I have a 2008 yamaha F90 bought new and put on a 17ft Boston Whaler in the spring of 2009.The boat only gets used about 6 to 8 times a year. We had to replace the fuel pump in April of 2012. We ONLY use ethanol free gasoline. Well I went to get the boat ready to take out this weekend and the usually very reliable motor wouldn't crank. We noticed the primer bulb wasn't hard so assumed it was a simple fuel delivery problem from the tank to the motor. I replaced the bulb and that didn't help. 

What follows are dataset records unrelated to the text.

PR #2859, opened 2022-02-11
Refactorings in regression.py

imphil:
Non-functional changes in regression.py.


ktbarrett (approved):

cocotb/regression.py
```diff
@@ -127,17 +127,21 @@ def __init__(self, dut: SimHandle, tests: Iterable[Test]):
...
 
         if not self._queue:
             self.log.warning("No tests were discovered")
+            return
 
         self._queue.sort(key=lambda test: (test.stage, test._id))
 
+    @property
+    def ntests(self) -> int:
+        """Gets the number of tests in this regression."""
```
cmarqu, line 142:
```suggestion
        """Get the number of tests in this regression."""
```

imphil: Thanks for the suggestion. I kept it as-is to be in line with the rest of the file, which uses "XXXs" as well.

PR #2860, opened 2022-02-15
Introduce noxfile

ktbarrett:
As a replacement for tox (currently they exist side by side). I find tox hard to use without staring at the config documentation for longer than I'd like, all while being less flexible.

nox includes a `tox-to-nox` utility I used to convert our existing tox.ini to a noxfile.py, then I touched it up to suit us a little better. I also added a "dev" session to build a development environment for cocotb. You can use it in one of the following ways.

```sh
# build env
nox -e dev
# activate environment
. .nox/dev/bin/activate
# do your business
# deactivate the environment
deactivate
```

Or...

```sh
nox -e dev -- bash
# you are now in a nested interactive bash shell
# you are only an `exit` away from cleanup
```

### DIFF
--- a/noxfile.py
+++ b/noxfile.py
@@ -1,0 +1,82 @@
+import glob
+
+import nox
+
+test_deps = ["coverage", "pytest", "pytest-cov"]
+
+dev_deps = [
+    "black",
+    "isort",
+    "mypy",
+    "pre-commit",
+    "nox",
+    "tox",
+]
+
+
+@nox.session
+def docs(session: nox.Session) -> None:
+    """invoke sphinx-build to build the HTML docs"""
+    session.install("-r", "documentation/requirements.txt")
+    session.install("-e", ".")
+    outdir = session.cache_dir / "docs_out"
+    session.run(
+        "sphinx-build", "./documentation/source", str(outdir), "--color", "-b", "html"
+    )
+    index = (outdir / "index.html").resolve().as_uri()
+    session.log(f"Documentation is available at {index}")
+
+
+@nox.session
+def docs_linkcheck(session: nox.Session) -> None:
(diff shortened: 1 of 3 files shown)


noxfile.py
```diff
@@ -0,0 +1,82 @@
+import glob
```
ktbarrett, line 1:
```suggestion
# Copyright cocotb contributors
# Licensed under the Revised BSD License, see LICENSE for details.
# SPDX-License-Identifier: BSD-3-Clause

import glob
```

cmarqu (approved):
Once all these changes are settled and the tox setup gets removed, we need to update the `CONTRIBUTING.md` and `documentation/README.md`, but maybe it's a bit too early for that now.

imphil:
I'm currently looking into a similar area of code as part of the wheel build refactorings, I'll have a look at this PR in the coming days to ensure we don't go in circles.

noxfile.py
```diff
@@ -0,0 +1,85 @@
...
+
+test_deps = ["coverage", "pytest", "pytest-cov"]
+
+dev_deps = [
+    "black",
+    "isort",
+    "mypy",
+    "pre-commit",
+    "nox",
+    "tox",
```
ktbarrett, line 16:
```suggestion
    "tox",
    "flake8",
```

imphil (approved):
LGTM, this is a good starting point! I gave it a try for my wheelbuild stuff and it plays together nicely (from what I could tell) and I agree, the dev sessions are much nicer than remembering the tox invocations.

I'd suggest moving the test session to the top, this one runs when calling `nox` without further arguments.

ktbarrett:
test session moved to the top. Added `flake8` and `clang-format` to the dev session.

So, here is what else I have done:

1) started at the fuel tank checking the siphon tube for a clog ~nothing
2) moved on to the bulb and disconnected the downstream hose to insure the bulb was pumping fuel ~ it was 
3) I re-connected the downstream hose to the bulb and removed the fuel/water seperator to make sure there was not any air in the separator ~ there wasn't' it was full of fuel
4) While the fuel/water separator was off, I again pumped the bulb to insure fuel was making it to the fuel/water separator ~ it was
5)Put the fuel/water separator back on and moved on to the motor
6) Removed the fuel reservoir that has the water/fuel alarm in it , emptied the fuel out of the reservoir and manually tested to make sure the alarm sensor was working ~ it was
7) put the empty reservoir back on the motor and pumped the bulb. The reservoir filled back up with fuel


So, is it possible that the fuel pump has gone out again in a little over a year with minimal use? Is there something I haven't checked? If the fuel pump has gone out again what more can I do to prevent this from happening. The pump itself is a $350.00 part plus labor. No way these pumps are meant to be replaced this often.

Thanks in advance for any help guys.


----------



## TheCaptKen (Mar 14, 2011)

Turn the key and listen for the high pressure pump to hum. If it does, find the schrader valve on the top and press the valve like you would a car tire and see if there is pressure.

Before all that, the kill lanyard is clipped in isn't it?


----------



## Native Son (Oct 4, 2012)

Yeah, the kill switch is definitely plugged in. If I pump the bulb non-stop for say 1 min, then when I turn the key the engine starts to turn over and then stops. Almost like it is getting just a small amount of fuel and once that is burned off it doesn't get anymore. I will try the schrader valve.

Thnx CaptnKen!!


----------



## TheCaptKen (Mar 14, 2011)

I would bet your high pressure pump isn't working or water in the fuel.


----------



## Flounderpounder (Oct 3, 2007)

I never even had to touch the bulb w/my 90F!! Sounds like you may be onto something with the pump/valve? If that doesn't work, you might check the tank/lines and filter etc by using the shortest line you can from the motor into a 5 gallon (or smaller) jug (bypassing the rest of the fuel system). This worked for me once.....apparently an interior piece of fuel line separated, causing a flap/obstruction. New piece of line.....she ran like new! Good luck tracking down your gremlin! Like Ken said.could be H20 as well...you need to fish more!!!!


----------